- _Task to complete_
Could you set down every record exactly as it appears?

- _Data for processing_
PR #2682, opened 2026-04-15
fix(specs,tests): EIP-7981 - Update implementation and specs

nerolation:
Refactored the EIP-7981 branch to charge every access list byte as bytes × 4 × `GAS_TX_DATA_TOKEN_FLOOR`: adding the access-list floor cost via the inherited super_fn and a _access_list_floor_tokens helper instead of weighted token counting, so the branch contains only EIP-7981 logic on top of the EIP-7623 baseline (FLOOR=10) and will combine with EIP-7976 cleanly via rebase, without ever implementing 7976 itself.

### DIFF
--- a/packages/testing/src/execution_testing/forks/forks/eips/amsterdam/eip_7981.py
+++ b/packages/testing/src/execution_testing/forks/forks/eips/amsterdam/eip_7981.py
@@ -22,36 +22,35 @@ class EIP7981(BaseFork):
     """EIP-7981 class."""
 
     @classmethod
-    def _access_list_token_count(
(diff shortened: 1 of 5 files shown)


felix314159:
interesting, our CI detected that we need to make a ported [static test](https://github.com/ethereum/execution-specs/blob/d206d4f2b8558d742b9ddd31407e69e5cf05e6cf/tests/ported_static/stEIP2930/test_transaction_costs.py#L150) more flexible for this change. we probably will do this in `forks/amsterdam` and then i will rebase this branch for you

- _Expected output_
PR #2682, opened 2026-04-15
fix(specs,tests): EIP-7981 - Update implementation and specs

nerolation:
Refactored the EIP-7981 branch to charge every access list byte as bytes × 4 × `GAS_TX_DATA_TOKEN_FLOOR`: adding the access-list floor cost via the inherited super_fn and a _access_list_floor_tokens helper instead of weighted token counting, so the branch contains only EIP-7981 logic on top of the EIP-7623 baseline (FLOOR=10) and will combine with EIP-7976 cleanly via rebase, without ever implementing 7976 itself.

### DIFF
--- a/packages/testing/src/execution_testing/forks/forks/eips/amsterdam/eip_7981.py
+++ b/packages/testing/src/execution_testing/forks/forks/eips/amsterdam/eip_7981.py
@@ -22,36 +22,35 @@ class EIP7981(BaseFork):
     """EIP-7981 class."""
 
     @classmethod
-    def _access_list_token_count(
(diff shortened: 1 of 5 files shown)


felix314159:
interesting, our CI detected that we need to make a ported [static test](https://github.com/ethereum/execution-specs/blob/d206d4f2b8558d742b9ddd31407e69e5cf05e6cf/tests/ported_static/stEIP2930/test_transaction_costs.py#L150) more flexible for this change. we probably will do this in `forks/amsterdam` and then i will rebase this branch for you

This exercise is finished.